-- EXTRACTED MATERIAL --
Issue #491, opened 2017-05-16
Random tests not passing, as a result of unresolved merge conflicts


eileenchoe:
The following 5 tests are not passing as a unintended result of merge conflicts that @mihirsamdarshi and @eileenchoe were sorting out this morning with @NAnguiano 's pull request. Bookmarking them here so we can return to addressing them separately. They are currently commented out while we are focusing on other issues for the rest of the day. 
- errors-adjacency-matrix-modifications extra-column-end-of-sheet should return warnings count error
- errors-adjacency-matrix-modifications extra-row-end-of-sheet should return errors count error
- errors-adjacency-matrix-modifications extra-row-end-of-sheet-output should return errors count error
- warnings-adjacency-matrix-modifications missing-column-end no warnings
- warnings-adjacency-matrix-modifications sheet-named-incorrectly should return a wrong name warning

eileenchoe:
Another adjacency matrix test issue brought up by the merge. Commented out with intention to fix along with this issue
- value-replaced-with-spaces

kdahlquist:
Elevating this now that the zoom work is finished.

eileenchoe:
Fixed the broken tests. The tests were failing because of a few random values that got changed from the merge. After cross checking with the last working beta pre-merge it seems that only those tests listed above were affected.

kdahlquist:
This hasn't been pulled in via a PR yet, though, right?

eileenchoe:
Working on the PR now, had merge conflicts I'm trying to fix.

eileenchoe:
Live on beta 2.1.8

kdahlquist:
I'm going to assign this review to @dondi.

dondi:
I looked at these errors and they look mostly right except for a redundant test that I found in both _errors-adjacency-matrix-modifications.js_ and _warnings-adjacency-matrix-modifications.js_ for `missing-column-end`. Because the test pertained to warnings, I removed it from the _errors_ file and kept just the one in the _warnings_ file. This was committed and pushed directly to `beta`.

The change reduces the test count from 207 to 206, but that is as it should be because it was the same test being performed twice.

Review completed; removing `review requested` tag.

kdahlquist:
I'm also closing because this is done.

Issue #386, opened 2017-02-02
Semantic checker needs to be integrated into SIF and GraphML importers


dondi:
The SIF and GraphML import routes (_import-controller.js_) do not run their output through the semantic checker. This should be done so that our semantic checks our consistent across all formats. The best way to integrate this is to refactor the import helper function in _import-controller.js_.

kdahlquist:
Assigning this to @mihirsamdarshi and bumping it up to priority 0.

kdahlquist:
@mihirsamdarshi is working on this right now.  Says will be done by next week.

kdahlquist:
@ebachoura and @eileenchoe are in fact working on this exact issue because they thought that this issue was a sub-issue of #362 / #363. @mihirsamdarshi needs talk to them.

kdahlquist:
@ebachoura and @eileenchoe, I need clarification as to the status of this one.  Is it done? or is there more work needed?

eileenchoe:
@mihirsamdarshi is reviewing the semantic checker integration for SIF an GraphML and will update status when finished

mihirsamdarshi:
reviewed, it works

kdahlquist:
@dondi has not had time to review this one, so I did some quick checks on what I think should be semantic errors.  
* I made a .sif file with a node name that was too long; that brought up the error as expected.
* I made a .sif file with a duplicated row, which should trigger the duplicate gene name error, but it still loaded.  So, for whatever reason, this is not being caught by the semantic checker.  I'm attaching the file I made here.
[duplicate-gene-name.zip](https://github.com/dondi/GRNsight/files/945554/duplicate-gene-name.zip)

To thoroughly check this, we probably need to try making the .sif and .graphml versions of an assortment of .xlsx test files and load 'em up and see what happens.

kdahlquist:
Merged with PR #492 and refreshed on beta v 2.1.2

dondi:
I reviewed this and the flow looks good; semantic check is bypassed if any syntax errors are found.

Issue #362, opened 2017-01-18
Add "syntactic" tests for SIF format


kdahlquist:
Need to add more tests for SIF format input files.  @ebachoura and @eileenchoe can either split SIF and graphml or both work on both.  Discuss with @dondi this week.

dondi:
@dondi gave the group an overview/tour of the existing code and pointed out where syntactic errors can be detected then reported. @ebachoura and @eileenchoe will take a look at the code and decide how to tackle this.

dondi:
(the above note also covers #363)

eileenchoe:
Decided that I will focus on SIF tests while @ebachoura will focus on GraphML tests #363 for now. Ran some initial tests using existing SIF files in test-files to understand code structure of the importer.

kdahlquist:
Here's how to approach this one:
1. Read the documentation on the Documentation page of the website to fully understand the specification for this format in GRNsight (which is slightly more specific than the general specification for this format).
2. Look in the test suite to see what tests are already there from @dondi's initial implementation
3. Enumerate the cases for which we don't have test coverage, looking at the cases for the Excel format may be helpful here.  Perhaps we could have a meeting with just @kdahlquist, @eileenchoe, and @ebachoura to go over likely edge cases to look for.  The errors and warnings glossaries on the wiki will also be helpful; it would be a good place to add any new cases.
4. Then write the tests.

dondi:
@eileenchoe has successfully implemented one syntactic warning and will just keep proceeding with more. At the meeting, @dondi showed her how she can include unit tests for this in the codebase.

kdahlquist:
Warnings that have already been written are now showing up in the warnings box on GRNsight when use uploads bad file.

eileenchoe:
@kdahlquist here are times that I am available this week to meet about this issue. I'm hoping we can meet before my research block on Wednesday, so I can get a significant amount of work done for this issue this week.
- Mon 11:20AM - 12:30PM,  2:20PM-4:20PM
- Tues 4:10PM-5:30PM 
- Thurs 8:30AM - 9:30AM, 4:10PM-5:30PM

kdahlquist:
@eileenchoe, I can do Tuesday, 4:10-5:15.  Please come meet me in my office, LSB 289.

eileenchoe:
@kdahlquist Great, see you then.

kdahlquist:
@eileenchoe and @kdahlquist met to talk about tests for SIF.

[...]

Issue #326, opened 2016-08-18
Update state diagram/automatic client-side test generator


kdahlquist:
I am thinking that our state diagram might need to be updated due to the changes we made for importing/exporting SIF and GraphML.

kdahlquist:
@mihirsamdarshi is going to consult with @NAnguiano to work on this.

mihirsamdarshi:
Looked over current diagram, now trying to figure out where to put the new functionality, and how it would likely fit into the current diagram.

kdahlquist:
This is something @NAnguiano could possibly help with because she is the main architect of the diagram.

kdahlquist:
@mihirsamdarshi is redoing the diagram right now in Illustrator because the original program LucidChart @NAnguiano used maxed out the free version.

We need to look into other options like yED or Gephi for a diagramming tool that is scalable.  @mihirsamdarshi should take 15-20 minutes to evaluate each of those to see if they are viable in terms of ease of use and how the diagram will look.

mihirsamdarshi:
@yshin4 can you text me please 4087056761. imma delete this as soon as i get that.

kdahlquist:
@mihirsamdarshi will use yED and aims to have all the old stuff done by next week.

kdahlquist:
Almost done... @mihirsamdarshi, can you get this wrapped up this week?

mihirsamdarshi:
done.

kdahlquist:
reassigned to @ebachoura and @eileenchoe to add feature to show/hide all weights.  They need to talk to @mihirsamdarshi to get a walkthrough on the diagram and to @anuvarsh to get a walkthrough on the feature.

dondi:
This conversation has taken place and the addition of the new states is now in progress on the yEd file.

eileenchoe:
After analyzing the current state diagram, and getting a walkthrough on the new feature (edge weight settings) @ebachoura and I have realized that adding this feature (and any future new feature) will increase the complexity of the state diagram by a factor of two or more. Additionally we've noted that, this feature only affects weighted networks but in its current implementation, is also available for unweighted and unloaded networks (but doesn't induce a change). Waiting to discuss for further direction on how to most effectively implement this new feature in the state diagram.

kdahlquist:
I think we will need @dondi to weigh in on dealing with the complexity of the state diagram.

[...]

PR #492, opened 2017-05-17
general syntactic and semantic test bug fixes and integration

eileenchoe:
#428 Semantic test written for blank file.

#362 SIF syntactic checker fixes
- No duplicate errors thrown
- Wrote up corresponding weighted SIF files to test new syntax checking

#386 Modified integration of semantic checker to only run if no syntactic errors were detected

Other:
#491 5 tests are not passing as a result of merge conflicts. I've commented these tests out for now, they are related to #417 
#326 Initial work on defining states for testing script generator


server/controllers/importers/graphml.js
```diff
@@ -2,7 +2,7 @@ var constants = require(__dirname + "/../constants");
 var parseString = require("xml2js").parseString;
 var semanticChecker = require(__dirname + "/../semantic-checker");
 
-/* 
+/*
```
dondi: Per our emerging style conventions, can we just delete this block of code rather than commenting it out? We can always retrieve from `git` in case we want this back.

server/controllers/importers/graphml.js
```diff
@@ -208,5 +208,10 @@ module.exports = function (graphml) {
         });
     }
 
-    return semanticChecker(network);
+
+  if (network.errors.length === 0) {
+      return semanticChecker(network);
+  }
+  return network;
+
```
dondi: More compact, and clearer on the intent that we are returning something for sure:

    return (network.errors.length === 0) ? semanticChecker(network) : network;

server/controllers/importers/sif.js
```diff
@@ -11,26 +11,21 @@ module.exports = function (sif) {
     var warnings = [];
     var errors = [];
 
-    // Empty SIF files must return a network, thus must contain some data.
-    if (!sif) {
-        sif = " ";
-    }
+    // Workaround for empty SIF file handling
+    var emptySifFile = sif === "";
+    sif =  sif ? sif : " ";
```
dondi: This type of conditional expression is the same as the shorter:

    sif = sif || " ";

server/controllers/importers/sif.js
```diff
@@ -11,26 +11,21 @@ module.exports = function (sif) {
...
-    if (sif.match(/(?=.*[\t]{2,}?[^\n\t]).*/g)) {
-        errors.push(constants.errors.SIF_STRAY_DATA_ERROR);
-    }
-
-    // Stray data detected when there are 2 or more consecutive new lines
-    if (sif.match(/[\n]{2,}/g)) {
+    // OR Stray data detected when there are 2 or more consecutive new lines
+    if (sif.match(/(?=.*[\t]{2,}?[^\n\t]).*/g) || sif.match(/[\n]{2,}/g)) {
         errors.push(constants.errors.SIF_STRAY_DATA_ERROR);
     }
```
dondi: Good catch for code consolidation! 👍

server/controllers/importers/sif.js
```diff
@@ -122,20 +122,23 @@ module.exports = function (sif) {
                 });
             }
         });
+  }
+
+  var network = {
+    genes: emptySifFile ? [] : genes.map(function (geneName) {
+      return { name: geneName };
+    }),
```
dondi: Is this the only use for `emptySifFile`? If this is its sole purpose, why can’t `genes` just be left as `[]` if the SIF is empty? An empty list will `map` to an empty list.

server/controllers/importers/sif.js
```diff
@@ -122,20 +122,23 @@ module.exports = function (sif) {
...
+    warnings: warnings,
+    sheetType: networkType.sheetType,
+    positiveWeights: [],
+    negativeWeights: []
+  };
+
+  if (network.errors.length === 0) {
+      return semanticChecker(network);
+  }
+  return network;
```
dondi: Same conditional expression as suggested previously.

test/errors-adjacency-matrix-modifications.js
```diff
@@ -35,13 +35,13 @@ describe("errors-adjacency-matrix-modifications", function () {
...
-            test.warningsCountError("test-files/adjacency-matrix-modifications/extra-column-end-of-sheet-output.xlsx", 49062);
-        });
-    });
+    // ISSUE #491
+    // describe("extra-column-end-of-sheet", function () {
+    //     it("should return warnings count error", function () {
+    //         test.warningsCountError("test-files/adjacency-matrix-modifications/extra-column-end-of-sheet-input.xlsx", 49062);
+    //         test.warningsCountError("test-files/adjacency-matrix-modifications/extra-column-end-of-sheet-output.xlsx", 49062);
+    //     });
+    // });
```
dondi: OK, so this is one of the deferred failing tests. I’m OK with leaving this commented out if they are to be addressed immediately after.

test/errors-adjacency-matrix-modifications.js
```diff
@@ -64,19 +64,20 @@ describe("errors-adjacency-matrix-modifications", function () {
...
-            this.timeout(10000);
-            test.errorsCountError("test-files/adjacency-matrix-modifications/extra-row-end-of-sheet-output.xlsx", 1);
-        });
-    });
+    // describe("extra-row-end-of-sheet-output", function () {
+    //     it("should return errors count error", function () {
+    //         this.timeout(10000);
+    //         test.errorsCountError("test-files/adjacency-matrix-modifications/extra-row-end-of-sheet-output.xlsx", 1);
+    //     });
+    // });
```
dondi: Ditto commented-out #491 tests.

kdahlquist:
I would rather not delete the commented out tests because I'm expecting that they will get fixed soon.  I don't want these to drop off our radar screen.

dondi:
Right; it wasn’t the tests that were commented out under #451 that I requested be deleted. Those can stay, understandably. The commented-out block to be deleted isn’t a unit test but a block of code that seems to be permanently gone or otherwise moved elsewhere.

server/controllers/importers/graphml.js
eileenchoe: It looks like Eddie has a few blocks of code commented out here so that he can return to where he left off on GraphML syntactic tests after the summer.

server/controllers/importers/sif.js
eileenchoe: Yes, it's just used for emptySifFile. I set sif = " " (for lack of something better to set it to so it doesn't throw errors in the parsing) when the importer detects that the file is completely empty. Without this, genes was returning [ " " ]. Sort of a workaround I'll see if I can come up with a cleaner way to do this.

mihirsamdarshi:
- [ ] All Tests Pass

server/controllers/importers/graphml.js
dondi: Ah OK…it wasn’t apparent that this was something he was going to come back to. Let’s try to establish a convention that when we are commenting out code rather than deleting it, we explain why. (like you did with the #451-related commented-out tests)

server/controllers/importers/sif.js
dondi: Ah I didn’t realize that we get a `[" "]`. Seems like a bug in how we parse then; a lone space should produce nothing. But that can be a subsequent task then.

-- EXERCISE REQUIREMENTS --
Write out again, exactly, the lines from the start of the entries up to and including the one with "extra-column-end-of-sheet should return warnings count error". Nothing else belongs in the reply.

-- REPLY TO THE TASK --
Issue #491, opened 2017-05-16
Random tests not passing, as a result of unresolved merge conflicts


eileenchoe:
The following 5 tests are not passing as a unintended result of merge conflicts that @mihirsamdarshi and @eileenchoe were sorting out this morning with @NAnguiano 's pull request. Bookmarking them here so we can return to addressing them separately. They are currently commented out while we are focusing on other issues for the rest of the day. 
- errors-adjacency-matrix-modifications extra-column-end-of-sheet should return warnings count error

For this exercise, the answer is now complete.